▸ **Work order**
What is the number of lines in the entries that contain the word "export"? Answer with that figure alone.
Records shown Start Marker
PR #85, opened 2020-11-20
Added visual analysis functionality and edited backend analyses

jlin00:
- added a widget that allows users to render analyses that are more visual in nature (i.e. drawing perspective lines, masking the background)
- edited the foreground_percentage and find_vanishing_point analyses to return visual information
- added resize functionality so that SVG is dynamic


backend/app/analysis/find_vanishing_point.py
```diff
@@ -0,0 +1,227 @@
...
+                and theta > epsilon
+            ):
+                filter_lines.append({
+                    '1_x': int(point_1_x),
+                    '1_y': int(point_1_y),
+                    '2_x': int(point_2_x),
+                    '2_y': int(point_2_y),
+                })
+
+        except ZeroDivisionError:
```
ryaanahmed, line 54: Since we can predict when this fires, my preference would be to if on that condition, and pass there. So, we'd have something like:

```
if point_2_x  == point_1_x:
    pass
```

earlier in the function. That way we don't have to wrap the whole thing in try/except blocks, and the edge case handling is clearer to the reader.

backend/app/analysis/find_vanishing_point.py
```diff
@@ -0,0 +1,227 @@
...
+def find_van_coord_intersections(lines):
+    """
+    Find the approximate vanishing point of the image by choosing the most representative point
+    from the largest cluster of intersections between lines in 'lines'
+    :param lines: list of lists containing start and end points of all filtered lines
+    :return: the average coordinate of the largest cluster of intersections
+    """
+    intersections = {}
+    tolerance = 30
+    # print(len(lines))
```
ryaanahmed, line 92: cleanup, plz remove

backend/app/analysis/find_vanishing_point.py
```diff
@@ -0,0 +1,227 @@
...
+    # return None if the image likely has many unnecessary lines (e.g. if there's a tree)
+    if len(lines) > 300 or len(lines) < 2:
```
ryaanahmed, line 94: please name all magic numbers. (300 is an arbitrary bound, so if you call it something like MAX_ALLOWED_LINES, then readers will know why it's there.)

backend/app/analysis/find_vanishing_point.py
```diff
@@ -0,0 +1,227 @@
...
+                for coord in intersections:
+                    distance = ((intX - coord[0]) ** 2 + (intY - coord[1]) ** 2) ** (1 / 2)
+                    if distance < tolerance:
+                        intersections[coord].append(intersection)
+                        found = True
+                if not found:
+                    intersections[intersection] = [intersection]
+    max_frequency = 0
+    van_point_list = []
+    # finds the largest cluster of intersections
```
ryaanahmed, line 115: nitpick -- I like to add a new line between chunks of code like this, for ease of reading.

backend/app/analysis/find_vanishing_point.py
```diff
@@ -0,0 +1,227 @@
...
+        return None
+    sum_point = [0, 0]
+    # finds the average of all coordinates in the largest cluster
+    for point in van_point_list:
+        sum_point[0] += point[0]
+        sum_point[1] += point[1]
+
+    sum_point[0] = round(sum_point[0] / max_frequency)
+    sum_point[1] = round(sum_point[1] / max_frequency)
+    # print(tuple(sum_point))
```
ryaanahmed, line 131: cleanup plz remove debug prints

backend/app/analysis/find_vanishing_point.py
```diff
@@ -0,0 +1,227 @@
...
+    # finds the largest cluster of intersections
+    for coord in intersections:
+        if len(intersections[coord]) > max_frequency:
+            max_frequency = len(intersections[coord])
+            van_point_list = intersections[coord]
+
+    if max_frequency == 0:
+        return None
+    sum_point = [0, 0]
+    # finds the average of all coordinates in the largest cluster
```
ryaanahmed, line 124: mean?

backend/app/analysis/foreground_percentage.py
```diff
@@ -36,8 +36,17 @@ def analyze_numpy_photo(photo):
     Returns percentage of a numpy photo that is part of the foreground
     """
     foreground_mask = grabcut_analysis(photo)
+
+    black_pixels = []
+    for i in range(0, len(foreground_mask), 20):
```
ryaanahmed, line 41: Not clear to me why we're limiting this range -- can you please comment and explain?

ryaanahmed: plus label any magic numbers...

frontend/src/photoView/photoView.js
```diff
@@ -11,11 +11,135 @@ const SIDES = {
     BINDER: 'binder',
 };
 
+export class FVDisplayWidget extends React.Component {
```
ryaanahmed, line 14: `FVDisplayWidget` -- didn't know what `FV` was when I first read this. Plz rename to something more explicit / not abbreviated so other readers will know.

frontend/src/photoView/photoView.js
```diff
@@ -11,11 +11,135 @@ const SIDES = {
...
+    render() {
+        const items = [];
```
ryaanahmed, line 16: please avoid generic names -- `lines`  or `line_arr` would be great here

ryaanahmed: whoops, not lines. it's all the svg paths, right?

frontend/src/photoView/photoView.js
```diff
@@ -11,11 +11,135 @@ const SIDES = {
...
+            items.push(<circle
+                cx={(this.props.vanishingPointCoord.x * this.props.width) / this.props.natWidth}
+                cy={(this.props.vanishingPointCoord.y * this.props.height) / this.props.natHeight}
+                r='10'
+            />);
+        }
+        return (
+            <div>
+                <svg
+                    className='analysis-overlay floatTL'
```
ryaanahmed, line 40: what's TL?

frontend/src/photoView/photoView.js
```diff
@@ -11,11 +11,135 @@ const SIDES = {
...
+                    width={this.props.width}
+                >
+                    {items}
+                </svg>
+            </div>
+        );
+    }
+}
+
+function configAnalysisFV(parsedValue, height, width, natHeight, natWidth) {
```
ryaanahmed, line 51: not gonna belabor this, bc we're talking this through in person. but you get the point.

frontend/src/photoView/photoView.js
```diff
@@ -11,11 +11,135 @@ const SIDES = {
...
+    width: PropTypes.number,
+    natHeight: PropTypes.number,
+    natWidth: PropTypes.number,
+};
+
+export class FPDisplayWidget extends React.Component {
+    render() {
+        const items = [];
+        const ratio = this.props.width / this.props.natWidth;
+        for (let i = 0; i < this.props.blackPixels.length; i++) {
```
ryaanahmed, line 81: you could use a `for pixel of this.props.blackPixels` here

frontend/src/photoView/photoView.js
```diff
@@ -11,11 +11,135 @@ const SIDES = {
...
+FPDisplayWidget.propTypes = {
+    percent: PropTypes.number,
+    blackPixels: PropTypes.array,
+    height: PropTypes.number,
+    width: PropTypes.number,
+    natHeight: PropTypes.number,
+    natWidth: PropTypes.number,
+};
+
+const VISUALANALYSES = {
```
ryaanahmed, line 130: VISUAL_ANALYSES plz

frontend/src/photoView/photoView.js
```diff
@@ -38,7 +166,14 @@ export class PhotoView extends React.Component {
             photoData: null,
             displaySide: '',
             availableSides: [],
+            view: 0,
+            width: 1,
```
ryaanahmed, line 170: I would probably initialize all of these values to `null` rather than `1`, bc `1` looks like real data, whereas you can check against `null` for whether these values were actually set at all. (Even though we don't do that here...)

frontend/src/photoView/photoView.scss
```diff
@@ -1,3 +1,23 @@
 .image-photo {
     width: 100%;
 }
+line {
```
ryaanahmed, line 4: d'oh, we don't have a css linter for this project. spaces after colons and consistent indentation, plz.

ryaanahmed (changes requested):
Really great work -- this brings these analyses to life. A few things for later improvement (maybe make follow-on issues):

- The location of the dropdown isn't visible (it's below the fold) on my laptop screen, so this very important piece of functionality would be easy to miss. Maybe we want to make the interface closer to the image?

- Maybe we want to start adding help text about what the drawn analyses actually are? The significant lines thing isn't totally clear, nor is the labelling of the vanishing point. Actually, VP isn't labelled at all.

REALLY GOOD. A lot of nitpicks within (as discussed in our call), please fix up and this is good to merge.

jlin00:
We have made the required changes. @ryaanahmed

ryaanahmed (approved):

ryaanahmed:
Thanks. Looks good. Merging!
Records shown End Marker
▸ **Solution to the problem**
3